PR #480, opened 2018-02-26
mender-setup: add possibility to override Mender fstab entries

mirzak:
Please see commit message for additional information.

This is probably not yet "mergable" as I have not taken in to account that I might break stuff with this. Wanted some feedback before I continue.

I initially tried to work around this with ROOTFS_POSTPROCESS_COMMAND_remove, but could not successfully remove the mender_update_fstab_file entry.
# # # #
Work request: Give back the lines of the listing from the one with "mender-setup: add possibility" through the end, both included, exactly as written and with nothing added.

Response:
mender-setup: add possibility to override Mender fstab entries

mirzak:
Please see commit message for additional information.

This is probably not yet "mergable" as I have not taken in to account that I might break stuff with this. Wanted some feedback before I continue.

I initially tried to work around this with ROOTFS_POSTPROCESS_COMMAND_remove, but could not successfully remove the mender_update_fstab_file entry.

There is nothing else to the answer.